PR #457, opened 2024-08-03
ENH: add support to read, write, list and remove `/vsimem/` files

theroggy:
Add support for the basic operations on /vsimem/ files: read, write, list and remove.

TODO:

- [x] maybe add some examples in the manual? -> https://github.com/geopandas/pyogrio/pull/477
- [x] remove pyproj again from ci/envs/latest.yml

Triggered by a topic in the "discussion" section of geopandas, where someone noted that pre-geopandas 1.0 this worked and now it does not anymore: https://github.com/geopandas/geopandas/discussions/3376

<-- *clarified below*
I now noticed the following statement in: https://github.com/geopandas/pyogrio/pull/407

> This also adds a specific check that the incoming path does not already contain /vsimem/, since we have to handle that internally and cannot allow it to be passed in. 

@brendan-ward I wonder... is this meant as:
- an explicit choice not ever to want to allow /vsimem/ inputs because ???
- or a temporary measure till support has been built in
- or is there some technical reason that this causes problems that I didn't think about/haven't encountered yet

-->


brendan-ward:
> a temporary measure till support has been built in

■ ■ ■

#### [What you will do]
Without changing a single character, write out all of the entries.

#### [Expected answer]
PR #457, opened 2024-08-03
ENH: add support to read, write, list and remove `/vsimem/` files

theroggy:
Add support for the basic operations on /vsimem/ files: read, write, list and remove.

TODO:

- [x] maybe add some examples in the manual? -> https://github.com/geopandas/pyogrio/pull/477
- [x] remove pyproj again from ci/envs/latest.yml

Triggered by a topic in the "discussion" section of geopandas, where someone noted that pre-geopandas 1.0 this worked and now it does not anymore: https://github.com/geopandas/geopandas/discussions/3376

<-- *clarified below*
I now noticed the following statement in: https://github.com/geopandas/pyogrio/pull/407

> This also adds a specific check that the incoming path does not already contain /vsimem/, since we have to handle that internally and cannot allow it to be passed in. 

@brendan-ward I wonder... is this meant as:
- an explicit choice not ever to want to allow /vsimem/ inputs because ???
- or a temporary measure till support has been built in
- or is there some technical reason that this causes problems that I didn't think about/haven't encountered yet

-->


brendan-ward:
> a temporary measure till support has been built in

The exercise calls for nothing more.